Please return the lines of the data below, word for word, from the first line through the line containing "- Modified existing".

------ RECORDS SUPPLIED

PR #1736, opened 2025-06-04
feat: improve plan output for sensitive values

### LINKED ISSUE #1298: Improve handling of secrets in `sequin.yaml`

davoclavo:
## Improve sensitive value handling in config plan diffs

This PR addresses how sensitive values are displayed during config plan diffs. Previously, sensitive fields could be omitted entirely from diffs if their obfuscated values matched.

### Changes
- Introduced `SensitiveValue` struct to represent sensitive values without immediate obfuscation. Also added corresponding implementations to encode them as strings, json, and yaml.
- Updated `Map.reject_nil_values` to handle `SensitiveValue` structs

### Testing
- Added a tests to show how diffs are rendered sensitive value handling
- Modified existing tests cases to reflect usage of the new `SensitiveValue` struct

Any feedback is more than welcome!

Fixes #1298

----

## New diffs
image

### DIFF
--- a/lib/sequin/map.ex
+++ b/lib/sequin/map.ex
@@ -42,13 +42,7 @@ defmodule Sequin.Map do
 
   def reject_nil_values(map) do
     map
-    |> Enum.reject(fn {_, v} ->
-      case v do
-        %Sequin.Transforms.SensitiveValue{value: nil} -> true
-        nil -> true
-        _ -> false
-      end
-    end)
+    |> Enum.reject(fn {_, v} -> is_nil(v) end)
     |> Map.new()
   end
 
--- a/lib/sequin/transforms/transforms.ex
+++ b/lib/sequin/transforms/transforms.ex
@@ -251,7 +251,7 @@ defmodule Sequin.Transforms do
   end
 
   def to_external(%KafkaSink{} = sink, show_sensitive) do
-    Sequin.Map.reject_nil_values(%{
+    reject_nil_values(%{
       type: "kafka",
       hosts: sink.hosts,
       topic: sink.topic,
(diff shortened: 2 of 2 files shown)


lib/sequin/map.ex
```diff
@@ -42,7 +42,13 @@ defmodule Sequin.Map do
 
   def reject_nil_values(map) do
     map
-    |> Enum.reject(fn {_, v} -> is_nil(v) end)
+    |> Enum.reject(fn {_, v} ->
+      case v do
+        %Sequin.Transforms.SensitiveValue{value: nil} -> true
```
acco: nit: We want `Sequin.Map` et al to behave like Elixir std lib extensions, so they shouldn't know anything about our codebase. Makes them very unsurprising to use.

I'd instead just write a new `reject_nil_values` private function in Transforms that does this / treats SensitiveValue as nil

------------

__WRITTEN ANSWER__
PR #1736, opened 2025-06-04
feat: improve plan output for sensitive values

### LINKED ISSUE #1298: Improve handling of secrets in `sequin.yaml`

davoclavo:
## Improve sensitive value handling in config plan diffs

This PR addresses how sensitive values are displayed during config plan diffs. Previously, sensitive fields could be omitted entirely from diffs if their obfuscated values matched.

### Changes
- Introduced `SensitiveValue` struct to represent sensitive values without immediate obfuscation. Also added corresponding implementations to encode them as strings, json, and yaml.
- Updated `Map.reject_nil_values` to handle `SensitiveValue` structs

### Testing
- Added a tests to show how diffs are rendered sensitive value handling
- Modified existing tests cases to reflect usage of the new `SensitiveValue` struct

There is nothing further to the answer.